**EXERCISE OBJECTIVE**
When you reach the records, transcribe each one exactly.

[Data entries]
........

PR #1430, opened 2020-07-20
new FormatSpecifier option for FieldMapping

mschoch:
This new FormatSpecifier option allows us to convert numeric
values into strings suitable for indexing in a text field.

Format specifiers are relatively limited, but do allow for basic
conversion, as well as fixed width padding.

### DIFF
--- a/mapping/field.go
+++ b/mapping/field.go
@@ -59,6 +59,8 @@ type FieldMapping struct {
 	// DocValues, if true makes the index uninverting possible for this field
 	// It is useful for faceting and sorting queries.
 	DocValues bool `json:"docvalues,omitempty"`
+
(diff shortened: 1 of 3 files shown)


mapping/field.go
```diff
@@ -59,6 +59,8 @@ type FieldMapping struct {
 	// DocValues, if true makes the index uninverting possible for this field
 	// It is useful for faceting and sorting queries.
 	DocValues bool `json:"docvalues,omitempty"`
+
+	FormatSpecifier string `json:"format_specifier,omitempty"`
```
abhinavdangeti, line 63: Some commentary here that "%f" is the thing to use for correct translation of numeric (float) values?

........

**ANSWER TO THIS TASK**
PR #1430, opened 2020-07-20
new FormatSpecifier option for FieldMapping

mschoch:
This new FormatSpecifier option allows us to convert numeric
values into strings suitable for indexing in a text field.

Format specifiers are relatively limited, but do allow for basic
conversion, as well as fixed width padding.

### DIFF
--- a/mapping/field.go
+++ b/mapping/field.go
@@ -59,6 +59,8 @@ type FieldMapping struct {
 	// DocValues, if true makes the index uninverting possible for this field
 	// It is useful for faceting and sorting queries.
 	DocValues bool `json:"docvalues,omitempty"`
+
(diff shortened: 1 of 3 files shown)


mapping/field.go
```diff
@@ -59,6 +59,8 @@ type FieldMapping struct {
 	// DocValues, if true makes the index uninverting possible for this field
 	// It is useful for faceting and sorting queries.
 	DocValues bool `json:"docvalues,omitempty"`
+
+	FormatSpecifier string `json:"format_specifier,omitempty"`
```
abhinavdangeti, line 63: Some commentary here that "%f" is the thing to use for correct translation of numeric (float) values?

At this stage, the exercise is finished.